April 13, 2022 0 By Team FM

MedGenome Labs, one of the leading genomics research and diagnostics companies in South Asia, has developed and launched an AI-enabled variant interpretation software suite that can help improve diagnostic results under the brandname “VarMiner”. This proprietary software will help clinicians, molecular geneticists and genome analysts to interpret and report actionable variants, the company claimed in a media statement. 

“VarMiner, an ML-powered software, helps identifying the disease-causing variants rapidly and accurately from next-generation sequenced data,” says Dr Ravi Gupta, vice president-Bioinformatics, at MedGenome Labs.  

“Our solution streamlines the complex clinical report generation process and thus enables the diagnostics labs to scale up the diagnostic reporting.
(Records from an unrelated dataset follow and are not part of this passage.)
PR #135, opened 2018-10-26
Gradient generation

breuleux:
This adds gradients for various primitives, and gradient generation. The tests pass and there is 100% coverage, but it's worth mentioning the whole thing is slightly rushed. A few comments:

* There are two xfails which should be fixed at some point.
* Support for array operations has not been added yet.
* The default pipeline doesn't support gradients yet. The one that does is in test_grad, but it's a bit wonky (likely responsible for one of the xfails).
* The grad transform isn't very well documented.
* J/Jinv won't work with the debug VM right now.

### DIFF
--- a/myia/debug/finite_diff.py
+++ b/myia/debug/finite_diff.py
@@ -1,0 +1,270 @@
+"""Estimate gradients with finite differences."""
+
+
+from typing import Callable, Dict, List, Any
+import numpy
+import itertools
+
+from ..utils import smap, overload
+
+
+@smap.variant
+def _zeros_like(self, x: object):
+    return 0
+
+
+class NoTestGrad:
+    """Class to signify that a value's gradient shouldn't be tested.
+
+    I don't fully remember how this is supposed to work.
+    """
+
+    def __init__(self, value):
+        """Initialize NoTestGrad."""
+        self.value = value
+
+
+# The variation applied on an input in either direction to estimate
+# the gradient.
+eps = 1e-10
+
+# The tolerance for the difference between the estimation and the
+# computed gradient.
+rel_error = 1e-03
+
+
+def clean_args(args):
+    """Remove instances of NoTestGrad in the given arguments."""
+    return tuple(a.value if isinstance(a, NoTestGrad) else a for a in args)
+
+
+@overload(bootstrap=True)
+def gen_paths(self, obj: NoTestGrad, path):
+    """Generate all paths to a scalar through an object.
+
+    For example, ((a, b), {'x': c}) would generate the paths
+    (0, 0), (0, 1) and (1, 'x') for a, b and c.
+    """
+    yield from []
+
+
+@overload  # noqa: F811
+def gen_paths(self, obj: (list, tuple), path):
+    for i, x in enumerate(obj):
+        yield from gen_paths(x, path + (i,))
+
+
+@overload  # noqa: F811
+def gen_paths(self, obj: numpy.ndarray, path):
+    for coord in itertools.product(*[range(d) for d in obj.shape]):
+        yield path + (coord,)
+
+
+@overload  # noqa: F811
+def gen_paths(self, obj: object, path):
+    yield path
+
+
+def resolve_path(obj, path):
+    """Follow the given path on the given object."""
+    for p in path:
+        obj = obj[p]
+    return obj
+
+
+@overload(bootstrap=True)
+def gen_variants(self, obj: NoTestGrad, gen, path):
+    """
+    Generate perturbated variants of the given object.
+
+    For each scalar element in obj, generate a list of copies obj where that
+    element has been modified by gen, and the path to that element.
+    Basically:
+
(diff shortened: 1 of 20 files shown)


myia/prim/grad_implementations.py
```diff
@@ -0,0 +1,245 @@
...
+parse = standard_pipeline \
+    .select('parse') \
+    .make_transformer('input', 'graph')
+
+
+def bprop_to_augm(prim, fn):
+    """Given a function for the bprop, make the augmented function."""
+    info = NamedDebugInfo(prim=prim, name=prim.name)
+
+    bprop = parse(fn)
```
abergeron: Add a clone here, otherwise you'll get manager errors.  Also because you modify the returned graph.

tests/test_grad.py
```diff
@@ -0,0 +1,403 @@
...
+        return g(x) * g(x + 10.0)
+
+    def g(x):
+        return x * b
+
+    return f(g, a) + f(g, b)
+
+
+@pytest.mark.xfail(
+    reason="I think the opts to eliminate j/jinv are messing this one up."
```
abergeron: If this is true then the opts should be fixed or disabled.

myia/debug/finite_diff.py
```diff
@@ -0,0 +1,270 @@
...
+
+class NoTestGrad:
+    """Class to signify that a value's gradient shouldn't be tested.
+
+    I don't fully remember how this is supposed to work.
+    """
+
+    def __init__(self, value):
+        """Initialize NoTestGrad."""
+        self.value = value
```
abergeron: Support for NoTestGrad seems to make this ridiculously more complex than it should be.

myia/prim/grad_implementations.py
breuleux: The `clone(outer)` at the end of the function will clone `bprop` along with it, but it's true that it's better to clone a graph before modifying it, so I'll fix that.

tests/test_grad.py
breuleux: I disabled the opts and added support for J/Jinv in py_implementations.

breuleux:
I fixed one of the xfails and added support for J/Jinv in py_implementations. It seems to work.

breuleux:
That would be a good idea, yeah. There is some documentation in another branch which may still be helpful, but it needs to be updated for the new code: https://github.com/breuleux/myia/blob/gradient_transform/docs/gradient.ipynb

I'll try to add more comments and explanations.

breuleux:
I have added more comments and explanations, and I added a jupyter doc (GitHub renders it nicely):

https://github.com/breuleux/myia/blob/gradgen/docs/gradient.ipynb

myia/grad.py
```diff
@@ -0,0 +1,657 @@
...
+        return clone(g)
+    else:
+        return g
+
+
+@overload  # noqa: F811
+def J(graph: Graph, manager):
+    """Implement J on a Graph."""
+    if graph.transforms.get('grad', None):
+        return graph.transforms['grad']
```
lamblin: Would that risk to cause perturbation confusion if `J` is called more than once?

tests/test_grad.py
```diff
@@ -0,0 +1,415 @@
...
+    # if statement, so I prefer to name the test 'test_if'
+    if a > b:
+        return a
+    else:
+        return b
+
+
+@grad_test((4.0, 5.0), (6.4, -7.8))
+def test_if2(a, b):
+    # This is max, but what this is really testing is the most basic
```
lamblin: This is not really `max` any more, I think :)

myia/grad.py
breuleux: No, this is just to ensure a graph is only transformed once. Different calls of the result of `J(f)` will compute their perturbations separately.

tests/test_grad.py
breuleux: Indeed, it is not.

breuleux:
@lamblin I'm not sure what you mean by "add a test with a grad() in the original function".

lamblin:
I mean, a test decorated by `@grad_test`, like the other ones, but where the decorated function calls `grad`  (or something equivalent) already. That would be a test for a second-order derivative.
I understand if we are not there yet, though.

breuleux:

With this validated solution on a large number of clinical samples, we believe it will further improve the diagnosis rate of rare Mendelian disorders, which has been a challenge in this field,” Dr Gupta added.
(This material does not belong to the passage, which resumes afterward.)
PR #136, opened 2018-11-05
Add optimizations

breuleux:
This adds several optimization-related improvements:

* Remove distribute/array_reduce when the target shape is the same as the input's shape.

According to MedGenome, VarMiner supports various NGS Dx workflows, including germline analysis covering all rare diseases, inherited cancers, Mitochondrial genome analysis, PGx and HLA analysis; carrier/TRIO analysis such as combined analysis of familial samples to detect De-novo and common inherited variants and reporting; and somatic analysis like comprehensive analysis of cancer genomes with support for liquid biopsy, haematology and solid tumour cases.
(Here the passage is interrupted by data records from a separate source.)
PR #139, opened 2018-11-07
Make the nnvm target configurable

abergeron:


abergeron:
"cuda" has been tested and it works (when you have a cuda-enabled tvm-libs installed, which is not publicly available).

PR #141, opened 2018-11-10
Advanced optimization

breuleux:
This adds several advanced optimizations that are critical in optimizing the graphs created by gradients.

* "Incorporator" optimizations take a graph of the form `f((lambda x: y)(a), b)` and maps it to `(lambda x: f(y, b))(a)`. For example, if you have `(lambda x: (a, b))(c)[0]`, we transform that into `(lambda x: (a, b)[0])(c)`, which opens up an opportunity to optimize the getitem further and eliminate `b`.
  * Such optimizations are triggered for `tuple_getitem` (as above), `env_getitem` and calls (basically `f(x)(y)` => `f'(x, y)`)
* Many more optimizations apply on `switch`:
  * `switch(cond, x, x) => x`
  * `switch(cond, switch(cond, a, b), c) => switch(cond, a, c)`
  * `switch(cond, x, y)[0] => switch(cond, x[0], y[0])`
  * Incorporators apply through switch. For example, `switch(cond, f, g)(x)[0]` becomes `switch(cond, f0, g0)(x)`, where `f0(x)` is equivalent to `f(x)[0]`.
* The following simplification is applied to eliminate `env_add`:
  * `env_getitem(env_add(e1, e2), key, dflt) => hyper_add(env_getitem(e1, key, dflt), env_getitem(e2, key, dflt))`
* A global optimizer eliminates `J` and `Jinv` if no application of these primitives remains on functions.

Taken together, these optimizations appear to work: when applied to the test cases in `test_grad`, they successfully eradicate all occurrences of the `Env` and `JTagged` types. There are most probably situations not covered by these optimizations, but this is a promising start.

The one issue is that the optimizer simply doesn't scale anymore. I was not able to optimize `test_pow10` because it was still running after five minutes, and I'm not sure it's because there's an infinite loop. The fact is that the time to run it balloons as optimizations are added. From `debug_opt` to `opt`, running `test_while_2` goes from 1.5 to 8.5 seconds, for example.

I don't think that the optimization strategy is intrinsically costly. I think it's actually pretty good. However, the naive equilibrium optimizer is terrible.

### DIFF
--- a/myia/api.py
+++ b/myia/api.py
@@ -824,6 +824,31 @@ step_prepare = Preparator.partial(
 )
 
 
+step_debug_opt = Optimizer.partial(
+    phases=dict(
+        main=[
+            # Branch culling
+            optlib.simplify_always_true,
+            optlib.simplify_always_false,
+
+            # Safe inlining
+            optlib.inline_core,
+            optlib.simplify_partial,
+
+            # Miscellaneous
+            optlib.elim_j_jinv,
+            optlib.elim_jinv_j,
+        ],
+        grad=[
+            optlib.expand_J,
+        ],
+        renormalize='renormalize',
+        cse=CSE.partial(report_changes=False),
+        jelim=optlib.JElim.partial(),
+    )
+)
+
+
 step_opt = Optimizer.partial(
     phases=dict(
         main=[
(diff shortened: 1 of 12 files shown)


nouiz:
It was proven in Theano that the equilibrum optimization can't scale!
Make it "smart" by iterating only on the opt that have a chance to do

We truly believe that VarMiner can help molecular diagnostics labs analyse and automate their NGS reports. While this is an initial version with high specificity, we are working on the next version that increases the algorithm’s sensitivity too,” said Dr Vedam Ramprasad, CEO, MedGenome Labs. 

Some of the key features of VarMiner that enable the core analysis are the ML-ranking of causal variants, symptoms and phenotype-based variant mapper, automated ACMG classification, sample-variant quality metrics and advanced annotations, the company stated.

This software is more relevant in countries like India, where a large population is affected by rare diseases. As per industry data, India has an estimated 72 to 96 million people affected by rare diseases. Lack of awareness about these diseases is the biggest hindrance that limits the research done on these diseases and consequently the treatment. The first step towards understanding rare diseases is diagnosis. Moreover, rare diseases have mostly been proven to be genetic and can be diagnosed only via genomic testing.

Since MedGenome’s strength is genomics‐driven research and diagnostics, its unique access to genomics data with clinical and phenotypic data provides insights into complex diseases at the genetic and molecular level to facilitate research in personalised healthcare, stated the company release.